Stored items
_ _ _
PR #6408, opened 2019-08-28
add balanced-windows.el

wbolster:

Automatically keep windows balanced.

https://github.com/wbolster/emacs-balanced-windows

Author.

None needed.

### Checklist

Please confirm with `x`:

### DIFF
--- a/recipes/balanced-windows
+++ b/recipes/balanced-windows
@@ -1,0 +1,3 @@
+(balanced-windows
+ :fetcher github
+ :repo "wbolster/emacs-balanced-windows")


riscy:
I'm surprised there's nothing on MELPA that does exactly this.  Have you compared to [zoom](https://melpa.org/#/zoom) for example?  A couple quick notes:

```
balanced-windows.el:43:11:Warning: assignment to free variable
    `evil-auto-balance-windows'
```

- balanced-windows.el#L38: Advice functions should be sharp-quoted; use `#'`

wbolster:
i am not aware of the proper way to get rid of that warning. i tried:

- a hard dependency on `evil`: not desirable since this has nothing to do with `evil`.

- adding a `defvar`, gets rid of the warning, but introduces another one about defining variables with the wrong prefix.

wbolster:
it seems `zoom.el` is based on the idea that the selected window is special and gets automatic resizing (which is configurable), and all other remaining windows get balanced automatically. this can result in quite some automatically moving content on the screen when selecting another window, or when resizing the frame, or when dragging the window sizes manually using the mouse.

my (way simpler) `balanced-windows.el` aims for the opposite: make the windows layout as stable as possible, minimising the amount of movement on the screen. it does not perform automatic resizing all the time, by design. this also means that manual resizes (e.g. to have a better view on a wide buffer) stay intact... until the window configuration changes, after which everything will be perfectly balanced again.

some background: i am very sensitive to "flicker", moving things on the screen, or generally large screen updates. this package makes the screen layout extremely stable and predictable (or "boring"), which helps me a lot since i don't get distracting visual stimuli. i use a 2, 3 or 4 column window layout 100% of the time (depending on monitor size), and this package keeps my screen completely stable. i have been using this for years but recently moved this code out of my `init.el` into its own package after a fellow emacs user expressed an interest in this behaviour.

riscy:
That sounds fair to me.  I was actually surprised to find that there are no other packages (after some Googling) that do this very thing.  Let me welcome this package to MELPA. :)

wbolster:
thanks! tips for getting rid of the warning still welcome btw.

i was also surprised i couldn't find a package providing a simple feature like this. without the boilerplate that i added to turn this into a package, this lived as a couple of lines of lisp (without a toggle) in my `init.el`. but it seems we agree this is non-trivial enough to warrant its own package.

riscy:
Sorry about that, I forgot to try to byte-compile your code and merged prematurely, which has an error in it now.  This should fix it: https://github.com/wbolster/emacs-balanced-windows/pull/2

wbolster:
> tips for getting rid of the warning still welcome btw.

thanks for teaching me that 1-arg `defvar` is a thing. 👍

PR #6411, opened 2019-08-31
add asx recipe

ragone:

This package allows you to search any StackExchange site specified in `asx-sites` and insert the top post in an Org-mode buffer. For better searching, this uses Google and DuckDuckGo as it is superior to StackExchange’s searching capabilities. More search engines can be defined using `asx-search-engine-alist`.

example

https://github.com/ragone/asx

Maintainer and author

None needed

### Checklist

Please confirm with `x`:

### DIFF
--- a/recipes/asx
+++ b/recipes/asx
@@ -1,0 +1,1 @@
+(asx :repo "ragone/asx" :fetcher github)


riscy:
I really like this!  A couple quick notes and then this looks ready to merge to me:

- asx.el#L7: Use `Version` instead of `Package-Version` (MELPA automatically adds `Package-Version`)
- It seems to me the functions `asx-next-post` through `asx-go-back-to-first-post` do not need the autoload cookie, since they aren't initial entrypoints in the same way that `asx` is.  See [when to autoload](https://www.gnu.org/software/emacs/manual/html_node/elisp/When-to-Autoload.html).

ragone:
Thank you for your feedback @riscy.
I have updated master with the changes you suggested.

riscy:
Looks great, thanks!  And, welcome to MELPA. :)

PR #6412, opened 2019-08-31
Add recipe for diminish-buffer.

jcs090218:

Diminished buffers from being shown in buffer menu.

https://github.com/jcs090218/diminish-buffer

The maintainer.

None needed.

### Checklist

Please confirm with `x`:

### DIFF
--- a/recipes/diminish-buffer
+++ b/recipes/diminish-buffer
@@ -1,0 +1,1 @@
+(diminish-buffer :repo "jcs090218/diminish-buffer" :fetcher github)


alphapapa:
The function `diminish-buffer--is-contain-list-string-regexp` is only used in one place and calls a single function.  Why not inline it in `diminish-buffer-clean` to avoid polluting the obarray?

jcs090218:
Is just one of my coding habit, I think have it this way is more human readable!

alphapapa:
It's less readable, because I don't know what that function does until I look it up.  In contrast, what the `(cl-some ...` call does is obvious.  But it's your code.

jcs090218:
All good, I just have the habit having the function’s name express on its own. Hence, is-contain-list string-regexp explain on its own.

alphapapa:
A function name like `list-matches-regexp-p` would be easier to understand and more idiomatic.  But since it's essentially a one-line function, it would be preferable to inline it.  If it needs explanation, a comment would suffice.

riscy:
This looks good.  The only thing I would suggest is to change your package short-description (first line of your elisp file) from: "Diminished buffers from being shown in buffer menu." to something like: "Prevent buffers from being shown in buffer-menu." or "Diminish (hide) buffers from buffer-menu."

(Writing it as "buffer-menu" makes it clearer that we're referring to the `buffer-menu` elisp command so people scanning the package list know exactly where it applies).

That's not a blocker, but left for your consideration.

PR #6413, opened 2019-09-02
Add the new package rev-mode

gaballench:

`rev-mode` is an IDE package for carrying out analyses with the bayesian software [revbayes](https://revbayes.github.io/). It allows text redirection for script evaluation with line, selection, and buffer redirection capabilities. 

https://github.com/gaballench/rev-mode

Maintainer: Gustavo A. Ballen

### Checklist

Please confirm with `x`:

### DIFF
--- a/recipes/rev-mode
+++ b/recipes/rev-mode
@@ -1,0 +1,1 @@
+(rev-mode :fetcher github :repo "gaballench/rev-mode" :branch "release")


gaballench:
Hello @riscy. Thanks for your comments. I noted these warnings via flycheck but did not think these were somewhat serious and thus did not try to figure out how to correct them. Since there  was a lot of input from your checks, I want to get through it by pieces.

First, I am considering tom move the add-hook sentence in l.285 to the install instructions so that the user puts that specific line in their .emacs file. That way, loading the package would not have that unwanted behavior as far as I can see. What do you think?

The reason I was including that line in the code is that my package is in a sense a minor mode derived from sh-mode that allows to open a process of the program revbayes as a shell process and then allows text redirection to the buffer with such process. Also, as far as I can see, the package is only loaded when a .rev file is opened and thus only "alters" the behavior of Emacs on load of such a file, but I can be wrong so any suggestion is very welcomed.

Thanks,

Gustavo

> Double-checking the checklist:
> 
> M-x checkdoc (using version 0.6.1):
> 
> ```
> Warning (emacs): 
> rev-mode.el:279: All variables and subroutines might as well have a documentation string
> ```
> 
> I am just looking quickly but I also notice, underneath this function, the line `(add-hook 'sh-mode-hook 'rev-mode-sh-hook)`. Simply loading a package shouldn't alter Emacs's behavior -- toggling keybindings should be the responsibility of minor modes and major modes.

riscy:
> The reason I was including that line in the code is that my package is in a sense a minor mode derived from sh-mode that allows to open a process of the program revbayes as a shell process and then allows text redirection to the buffer with such process.

It may be a good idea to define a minor mode in this case!  Mentioning the hook in the install instructions is a good idea, and much better than adding a hook that [modifies the user's keybindings](https://github.com/gaballench/rev-mode/blob/master/rev-mode.el#L278-L285) (and potentially overwrites their customizations).

tarsius:
Closing due to inactivity.

PR #6415, opened 2019-09-03
Update url for helm-fuzzy.

jcs090218:
I moved this repo to under an organization, update the url. :D

### DIFF
--- a/recipes/helm-fuzzy
+++ b/recipes/helm-fuzzy
@@ -1,1 +1,1 @@
-(helm-fuzzy :repo "jcs090218/helm-fuzzy" :fetcher github)
+(helm-fuzzy :repo "elpa-host/helm-fuzzy" :fetcher github)


riscy:
Just out of curiosity, why don't these packages start out in the organization? :)

jcs090218:
Oh, it's just my workflow. If the package doesn't get merged then I might transfer the package to somewhere else. :0

tarsius:
> If the package doesn't get merged then I might transfer the package to somewhere else.

By "doesn't get merged" do you mean "is not added to Melpa because the maintainers reject it"?

Where would you transfer it to?

> Oh, it's just my workflow.

It sounds like this workflow makes things more complicated for Melpa maintainers, who now have to figure out (and optionally manage to remember for a long time) what you are doing and why.

Could your workflow be adjusted so that it doesn't involve two pull-requests if things go well? I.e. please consider going with `elpa-host/PACKAGE` right away.

tarsius:
On #6445 @jcs090218 said:

>  Starting from next package I will start the package from organization.

PR #6418, opened 2019-09-03
Add helm-fd.el

lerouxrgd:

Same as `helm-find` but using [fd](https://github.com/sharkdp/fd) instead of `find`.
`fd` is written in Rust and is much faster than `find`.
There is also a `helm-fd-project` function to find files in VCS projects.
_ _ _
PROBLEM STATEMENT
The answer should be a number alone: the count of lines in the records that hold the word "contain".

WRITTEN REPLY
2